Another observation of the borderline personality that intersects the cognitive perspective comes from Kroll (1993), who noted that borderlines often appear to be at the mercy of their own stream of consciousness. The identity diffusion of borderlines suggests that they are particularly vulnerable to intrusive thoughts and images, including flashbacks and nightmares. Borderlines do seem to associate from one unpleasant thought to the next, evoking a succession of intense affective states connected only by the private experiences of the person. For example, a new acquaintance might be looked at admiringly until it is discovered that he or she has a particular mannerism that resembles someone in the past with whom the borderline has unresolved issues. Awareness of this similarity may bring to mind morbid memories so intense that the acquaintance becomes a lightning rod for the negative emotions that he or she has unwittingly evoked. To the outside observer, the sequence of emotions seems discontinuous and irrational. In fact, the stream of consciousness simply flows with its own logic, derived from the unique life history of the individual.
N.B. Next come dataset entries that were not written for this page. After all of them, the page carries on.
PR #1386, opened 2025-11-18
Remove TxHash from RampMessageHeader in SolanaAccessor

amit-momin:


pkg/solana/ccip/chainaccessor/event.go
```diff
@@ -252,9 +252,8 @@ func (a *SolanaAccessor) convertCCIPMessageSent(logs []logpollertypes.Log, onram
 				DestChainSelector:   ccipocr3.ChainSelector(event.Message.Header.DestChainSelector),
 				SequenceNumber:      ccipocr3.SeqNum(event.Message.Header.SequenceNumber),
 				Nonce:               event.Message.Header.Nonce,
-				TxHash:              logs[i].TxHash.ToSolana().String(),
 				OnRamp:              ccipocr3.UnknownAddress(onrampAddr.Bytes()),
-				// MsgHash: , TODO: need to set this field also?
+				// TxHash:              logs[i].TxHash.ToSolana().String(), // Populating TxHash causes inconsistent state with non-LOOPP
```
archseer: Is the preference to remove this field? We could also just switch nodes to LOOP and keep the extra metadata

amit-momin: I think we're still confirming if we want to remove this or not but I just opened this preemptively in case we do. But I think the issue arises when we're enabling in mainnet and we have a mixed state of NOPs. Although it sounds like they're adding this field for EVM too for CCTPv2 so not sure how they'll manage this issue then

Unheilbar (approved):

PR #1388, opened 2025-11-19
use chain_writer_utils

yashnevatia:
core ref: pkg-chain-submitTx

I basically moved everything out of chain_writer that submitTx uses and put it into chain_writer_utils (we can rename this).
And then i just called the implementation of the SubmitTx function from both chain.go and chain_writer.go


pkg/solana/chain.go
```diff
@@ -728,3 +730,33 @@ func solanaValidateBalance(ctx context.Context, reader client.Reader, from solan
 	}
 	return nil
 }
+
+type ChainProgramConfig struct {
+	Programs map[string]chainwriterutils.ProgramConfig `json:"programs"`
+}
+
+func (c *chain) SubmitTransaction(ctx context.Context, programConfig ChainProgramConfig, contractName, method string, args any, transactionID string, toAddress string) error {
+	contractConfig, exists := programConfig.Programs[contractName]
```
Unheilbar, line 739: hmm, what's the point of accepting a map with program configs and a contract name, just to resolve program config? Why not accept config as an argument

pkg/solana/chain.go
```diff
@@ -728,3 +730,33 @@ func solanaValidateBalance(ctx context.Context, reader client.Reader, from solan
...
+	if !exists {
+		return fmt.Errorf("failed to find program config for contract name: %s", contractName)
+	}
+
+	// Parse programs and create codec with proper encoder definitions
+	_, encoder, err := chainwriterutils.ParseProgramsToCodec(programConfig.Programs)
```
Unheilbar, line 745: Same thing here, we call one endpoint here, so we need just one encoder?

PR #1396, opened 2025-11-26
add ATA creation utils

Unheilbar:

### DIFF
--- a/pkg/solana/chainwriter/helpers.go
+++ b/pkg/solana/chainwriter/helpers.go
@@ -1,6 +1,7 @@
 package chainwriter
 
 import (
+	"context"
 	"crypto/sha256"
 	_ "embed"
 	"encoding/binary"
@@ -11,8 +12,11 @@ import (
 	"strings"
 
 	"github.com/gagliardetto/solana-go"
+	associatedtokenaccount "github.com/gagliardetto/solana-go/programs/associated-token-account"
 
+	"github.com/gagliardetto/solana-go/rpc"
 	"github.com/smartcontractkit/chainlink-common/pkg/types/ccipocr3"
+	"github.com/smartcontractkit/chainlink-solana/pkg/solana/client"
 )
 
 type TestArgs struct {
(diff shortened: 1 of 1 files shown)


pkg/solana/chainwriter/helpers.go
```diff
@@ -192,6 +196,68 @@ func traversePath(data any, path []string) ([]any, error) {
 		return nil, errors.New("unexpected type encountered at path: " + path[0])
 	}
 }
+func GetOrCreateATAIx(
+	ctx context.Context,
+	client client.MultiClient,
+	mint, owner, payer solana.PublicKey,
```
amit-momin, line 202: I think we'll also want a `tokenProgram` `solana.PublicKey` in the signature too

pkg/solana/chainwriter/helpers.go
```diff
@@ -192,6 +196,68 @@ func traversePath(data any, path []string) ([]any, error) {
...
+) (ata solana.PublicKey, ix solana.Instruction, err error) {
+	// Derive ATA
+	ata, _, err = solana.FindAssociatedTokenAddress(owner, mint)
```
amit-momin, line 205: The naming is kind of confusing but I think we'll want the `tokens.FindAssociatedTokenAddress` here instead. The import being `"github.com/smartcontractkit/chainlink-ccip/chains/solana/utils/tokens"`

pkg/solana/chainwriter/helpers.go
```diff
@@ -192,6 +196,68 @@ func traversePath(data any, path []string) ([]any, error) {
 		return nil, errors.New("unexpected type encountered at path: " + path[0])
 	}
 }
+func GetOrCreateATAIx(
+	ctx context.Context,
+	client client.MultiClient,
+	mint, owner, payer solana.PublicKey,
+) (ata solana.PublicKey, ix solana.Instruction, err error) {
+	// Derive ATA
```
amit-momin, line 204: Maybe it's overkill but in our existing ChainWriter code we also validate that the mint is a valid one before continuing. Maybe we can add that here too for safety. https://github.com/smartcontractkit/chainlink-solana/blob/acc1c8e69992ed2c4887e93e22a29a63ee5b4a45/pkg/solana/chainwriter/ata_creation.go#L61-L69

pkg/solana/chainwriter/helpers.go
```diff
@@ -192,6 +196,68 @@ func traversePath(data any, path []string) ([]any, error) {
...
+	if err == nil {
+		return ata, nil, nil
+	}
+
+	if err != nil && !errors.Is(err, rpc.ErrNotFound) {
+		return solana.PublicKey{}, nil, err
+	}
+
+	// Build ATA creation since Probe doesn't exists
+	ix = associatedtokenaccount.NewCreateInstruction(
```
amit-momin, line 226: I think we want to stick to the tokens package and use `tokens.CreateAssociatedTokenAccount` here instead also

PR #1418, opened 2026-01-14
[ARCH-332] KMS/TXM support

connorwstein:
Analogue to https://github.com/smartcontractkit/chainlink-evm/pull/328


pkg/solana/keys/tx.go
```diff
@@ -95,23 +97,75 @@ func CreateTxKey(ks keystore.Keystore, name string) (*TxKey, error) {
...
 }
 
+// GetTxKeysOption configures GetTxKeys behavior.
+type GetTxKeysOption func(*getTxKeysOptions)
+
+type getTxKeysOptions struct {
+	noPrefix bool
+}
+
+// WithNoPrefix disables adding the solana/tx prefix to key names.
```
connorwstein, line 107: noting this approach is cleaner/simpler than LoadTxKey in chainlink-evm. I plan to go back and update evm.

pkg/solana/keys/tx.go
```diff
@@ -95,23 +97,75 @@ func CreateTxKey(ks keystore.Keystore, name string) (*TxKey, error) {
...
+
+		// If no prefix, sanity check key type (for KMS-backed keystores)
+		if options.noPrefix {
+			if key.KeyInfo.KeyType != keystore.Ed25519 {
+				return nil, errors.New("tried to load a non-Ed25519 key: " + key.KeyInfo.Name)
+			}
+		}
+
+		// If no names are provided and we're using prefix, filter only solana keys
+		if !options.noPrefix && len(names) == 0 && !path.HasPrefix(prefixPath) {
```
connorwstein, line 162: critical filtering needed for multi-family keystores. Need to port same fix to EVM

pkg/solana/keys/core_keystore.go
```diff
@@ -0,0 +1,107 @@
...
+)
+
+var _ core.Keystore = &TxKeyCoreKeystore{}
+
+type TxKeyCoreKeystore struct {
+	ks interface {
+		keystore.Reader
+		keystore.Signer
+	}
+	cache           map[string]string
```
huangzhen1997, line 20: Don't have the full context here for the key store, both would write the same value to the cache, but any potential race condition concurrent write from txm?

pkg/solana/keys/core_keystore.go
```diff
@@ -0,0 +1,107 @@
...
+	if err != nil {
+		return nil, err
+	}
+	if len(keys) == 0 {
+		return nil, errors.New("no keys found")
+	}
+	for _, key := range keys {
+		if key.Address().String() == account {
+			s.cache[account] = key.KeyPath().String()
+			signReq := keystore.SignRequest{
```
huangzhen1997: nit: could be the same as line 71, without creating this var. Could also refactor for duplicate code where cache hit from line 71 to 77

huangzhen1997 (dismissed):
lgtm, just a question and a nit comment

pkg/solana/keys/core_keystore.go
connorwstein: I think its probably possible we have concurrent Sign calls, couldn't hurt to add a lock for that, will do

huangzhen1997 (approved):
lgtm!

PR #1419, opened 2026-01-15
Splitting out into commoncodec

yashnevatia:
- This is the first PR in a series of PRs.
- The aim of the series is to add support for multiple anchor versions to our codec lib
- This is what the final state will look like https://github.com/smartcontractkit/chainlink-solana/pull/1408
- This PR simply splits out the anchor version agnostic components out of the codec package and puts them in the commoncodec package.
- Discussion [Doc](https://docs.google.com/document/d/1Ek6VDZEp_8lwGW9fxV3P6KGvTPCXD9HUligfGy768qI/edit?tab=t.0#heading=h.ww5zhpr4mlw6)

PR #1420, opened 2026-01-15
Anchor version (anchor > 0.3x) support using codecv2 

yashnevatia:
- This is the second PR in a series of PRs (first PR https://github.com/smartcontractkit/chainlink-solana/pull/1419)
- The aim of the series is to add support for multiple anchor versions to our codec lib
- This is what the final state will look like https://github.com/smartcontractkit/chainlink-solana/pull/1408
- This PR adds codecv2 which uses the anchor-go repo for anchor > 0.3x idl parsing and definitions
- Discussion [Doc](https://docs.google.com/document/d/1Ek6VDZEp_8lwGW9fxV3P6KGvTPCXD9HUligfGy768qI/edit?tab=t.0#heading=h.ww5zhpr4mlw6)


pkg/solana/codecv2/solana.go
```diff
@@ -0,0 +1,375 @@
...
+	switch vv := def.Ty.(type) {
+	case *anchoridl.IdlTypeDefTyStruct:
+		return asStruct(refs, name)
+	case *anchoridl.IdlTypeDefTyEnum:
+		variants := vv.Variants
+		if !variants.IsAllSimple() {
+			return name, nil, fmt.Errorf("%w: variants are not supported", commontypes.ErrInvalidConfig)
+		}
+		return name, refs.builder.Uint8(), nil
+	// TODO: I only see these being used with chain_reader, skipping
```
amit-momin: We've technically officially migrated to the solana accessor as of 2.31.2-ccip but the feature flag is still there to switch between it and ChainReader. Not sure when that'll be removed but if a NOP accidentally disables LOOPP this could break the CR functionality for them right? Could we still support this just in case?

pkg/solana/codecv2/solana_test.go
```diff
@@ -0,0 +1,123 @@
...
+	"testing"
+
+	anchoridl "github.com/gagliardetto/anchor-go/idl"
+	"github.com/stretchr/testify/require"
+
+	"github.com/smartcontractkit/chainlink-solana/pkg/solana/codecv2"
+	solcommoncodec "github.com/smartcontractkit/chainlink-solana/pkg/solana/commoncodec"
+)
+
+// TODO: do this for idls in testutils folder
```
amit-momin: Is this left for the next phase? Just making sure this didn't get left behind accidentally

yashnevatia: Had added those tests.
Did not remove the comment.
TY.

pkg/solana/codecv2/solana.go
yashnevatia: I think we this code path will only be used by CCIP when do an anchor upgrade.
When we do an anchor upgrade, the ChainReader feature flag will have to removed because ChainReader will completely break after the upgrade.
So even if a NOP disables LOOPP mode, this code path should not be hit.
Hope that makes sense.
Thank you for the review @amit-momin

amit-momin: Gotcha, I think in that case we're ok. We may just want to call it out to them in case they were planning to leave the flag in for an extra release or something just in case.

amit-momin (dismissed):

pkg/solana/codecv2/solana.go
```diff
@@ -0,0 +1,375 @@
...
+		return name, nil, fmt.Errorf("named type %q not found", name)
+	}
+	// as opposed to codecv1, namedType.Ty is an interface instead of a concrete type
+	// hence we cannot access def.Ty.Kind or def.Ty.Fields directly
+	var structType anchoridl.IdlTypeDefTyStruct
+	switch vv := namedType.Ty.(type) {
+	case *anchoridl.IdlTypeDefTyStruct:
+		structType = *vv
+	default:
+		panic(fmt.Errorf("unhandled type: %T", vv))
```
silaslenihan: why panic not return err?

pkg/solana/codecv2/solana.go
```diff
@@ -0,0 +1,375 @@
...
+			named[idx] = commonencodings.NamedTypeCodec{Name: cases.Title(language.English, cases.NoLower).String(fieldName), Codec: typedCodec}
+		}
+		structCodec, err := commonencodings.NewStructCodec(named)
+		if err != nil {
+			return name, nil, err
+		}
+
+		return name, structCodec, nil
+	case anchoridl.IdlDefinedFieldsTuple:
+		panic(fmt.Errorf("unhandled type: %T", fields))
```
silaslenihan: again, why panic

pkg/solana/codecv2/solana.go
```diff
@@ -0,0 +1,375 @@
...
+		fieldName := field.Name
+		typedCodec, err := processFieldType(ixName, field.Ty, refs)
+		if err != nil {
+			return nil, err
+		}
+		named[idx] = commonencodings.NamedTypeCodec{Name: cases.Title(language.English, cases.NoLower).String(fieldName), Codec: typedCodec}
+	}
+
+	var isVecOrArray bool
+	switch fields[0].Ty.(type) {
```
silaslenihan: could this be empty and cause panic?

pkg/solana/codecv2/solana.go
```diff
@@ -0,0 +1,375 @@
...
+		structCodec, err := commonencodings.NewStructCodec(named)
+		if err != nil {
+			return name, nil, err
+		}
+
+		return name, structCodec, nil
+	case anchoridl.IdlDefinedFieldsTuple:
+		panic(fmt.Errorf("unhandled type: %T", fields))
+	default:
+		return name, nil, nil
```
silaslenihan: should return err here probably

pkg/solana/codecv2/solana_test.go
```diff
@@ -0,0 +1,121 @@
...
+	"testing"
+
+	anchoridl "github.com/gagliardetto/anchor-go/idl"
+	"github.com/stretchr/testify/require"
+
+	"github.com/smartcontractkit/chainlink-solana/pkg/solana/codecv2"
+	solcommoncodec "github.com/smartcontractkit/chainlink-solana/pkg/solana/commoncodec"
+)
+
+func TestCreateCodecEntry(t *testing.T) {
```
silaslenihan, line 16: maybe comes in later PRs but can we expand these tests to Encode/Decode?

yashnevatia: yup comes later.

silaslenihan (approved):

amit-momin (approved):

PR #1422, opened 2026-01-15
Enable codecv2 (anchor > 0.3) on LogPoller / ChainAccessor

yashnevatia:
- This is the fourth PR in a series of PRs
- First PR (split out commoncodec from codecv1) https://github.com/smartcontractkit/chainlink-solana/pull/1419)
- Second PR (add codec v2)  #1420
- Third PR (add codecv2 to chainwriter)
- This PR enables LogPoller and ChainAccessor to now work with codecv2 which uses anchor > 0.3x idl parsing and definitions
- This is what the final state will look like https://github.com/smartcontractkit/chainlink-solana/pull/1408
- Discussion [Doc](https://docs.google.com/document/d/1Ek6VDZEp_8lwGW9fxV3P6KGvTPCXD9HUligfGy768qI/edit?tab=t.0#heading=h.ww5zhpr4mlw6)


pkg/solana/ccip/chainaccessor/event.go
```diff
@@ -226,6 +210,43 @@ func (a *SolanaAccessor) registerFilterIfNotExists(
 	return nil
 }
 
+// CreateEventIdlWrapper creates an EventIdlWrapper from an IDL string and event name.
+// It tries to unmarshal as codecv2 (anchor-go) IDL first, then falls back to codec IDL.
+func CreateEventIdlWrapper(eventName, idlString string) (logpollertypes.EventIdlWrapper, error) {
```
dhaidashenko: We should try to hide from users the fact that we support two versions of IDL. All the clients (chain writer, logpoller) do not care what's inside of the IDL definition they only need it to create encoder/decoders.

pkg/solana/ccip/chainaccessor/event.go
```diff
@@ -226,6 +210,43 @@ func (a *SolanaAccessor) registerFilterIfNotExists(
...
+	var innerEventIDL logpollertypes.EventIdl
+	var wrapper logpollertypes.EventIdlWrapper
+
+	// Try to unmarshal into codecv2 (anchor-go) IDL first
+	// The full IDL structures are different enough that JSON unmarshal actually fails for the wrong type
+	var codecv2IDL anchoridl.Idl
+	if err := json.Unmarshal([]byte(idlString), &codecv2IDL); err == nil {
```
dhaidashenko, line 222: It's possible to unmarshal v1 into v2 struct and vice versa without any errors, but we'll lose data. We should make a decision on which version to use based on the provided version in the IDL

pkg/solana/logpoller/types/types.go
```diff
@@ -136,20 +137,116 @@ type Decoder interface {
...
+type EventIdl interface {
+	Equal(other EventIdl) bool
+	_isEventIdl() // private method - seals the interface to this package only
+}
 
-func (e *EventIdl) Scan(src interface{}) error {
-	return scanJSON("EventIdl", e, src)
+// EventIdlWrapper ican hold either CodecEventIdl or Codecv2EventIdl
+// It tries both types and uses whichever one works
+type EventIdlWrapper struct {
```
dhaidashenko, line 149: Does LogPoller need to know if the filter was defined using v1 or v2 IDL? Can we resolve it during the creation of the decoder? Also decoder constructor should be inside the codec pkg

pkg/solana/ccip/chainaccessor/event.go
yashnevatia: The version in the IDL does not reflect the anchor version.
I understand what you mean about json unmarshall being a bit lenient.
If you look at the tests, they would not pass if we could unmarshal one into the other.
Specifically for the event type, the idl is very different between v1 and v2, so if you prefer I can use that difference.

pkg/solana/ccip/chainaccessor/event.go
yashnevatia: Thats what we are doing in terms of functionality.
You can pass the component any string, and it will figure out what version of codec to use.
Are you talking about making the method itself internal to the accessor ?

yashnevatia: Made it a local func.
[Commit](https://github.com/smartcontractkit/chainlink-solana/pull/1422/commits/6247ab10f4b4b9a965bfeb246a1537c5b9153302)

pkg/solana/logpoller/types/types.go
yashnevatia: I had tried to make it agnostic but had run into issues which I do not clearly remember now.
I will try it again by passing in the idl as a string and see what happens.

For this reason, Kroll (1993) argues that the borderline personality is essentially similar to posttraumatic stress disorder (PTSD), in that most borderlines have a history of early traumatic experiences. Thus, Kroll speaks of the PTSD/borderline, a hybrid entity consisting of individuals whose abuse history has led to cognitive disturbances characteristic of those of posttraumatic stress. He writes that such persons suffer "first and foremost from a disorder of the stream of consciousness" that "has become its own enemy" and cannot be turned off (p. xv). As with PTSD, the cognitive apparatus of the PTSD/borderline has been changed so that the individual is condemned to reexperience the original trauma. Actual images and memories may come flooding back to consciousness at unpredictable moments in whole, fragmented, or distorted forms. In addition, the stream of consciousness consists of "unwelcome somatic sensations, negative self-commentaries running like a tickertape through the mind, fantasied and feared elaborations from childhood of the abuse experiences, and concomitant strongly dysphoric moods of anxiety and anger" (p. xv). Other characteristics, such as unstable identity, intolerance of aloneness, and self-destructiveness, may also be linked to past abusive experiences. From this perspective, the psychodynamic approach is seriously deficient because it emphasizes objects, that is, fantasied projections, rather than the importance of real experiences of abuse.
Writing in Beck et al. (1990), Pretzer regards dichotomous thinking, the chronic use of mutually exclusive categories, as the central cognitive distortion of the borderline personality. By construing the world in either/or terms, borderlines are forced into extreme interpretations that disqualify adaptive responses proportional to situational needs; there are few intermediate responses, few shades of gray, and few qualitatively complex appraisals following a period of detached deliberation. Opinions of self, world, and future tend to be either completely positive or completely negative. As noted by Pretzer (quoted in Beck et al., 1990, p. 186), beliefs formed in this context include, "The world is dangerous and malevolent," "I am powerless and vulnerable," and "I am inherently unacceptable."
By thinking in dichotomous terms, borderlines have little opportunity to make subtle revisions or to elaborate aspects of past opinions in one way or another without completely discarding the original appraisal. This creates a considerable conundrum in living, namely: How do you change your mind? For the borderline, the solution is to switch rapidly from one extreme to its diametrical opposite. Moreover, because affect and cognition are closely connected, borderlines cannot easily vary the intensity of their emotions. Instead, they tend to be intense all the time, but in opposite ways, what observers witness as a succession of intense, random, and irrational emotional states. All of the cases presented in this chapter exemplify such "rigid fluidity."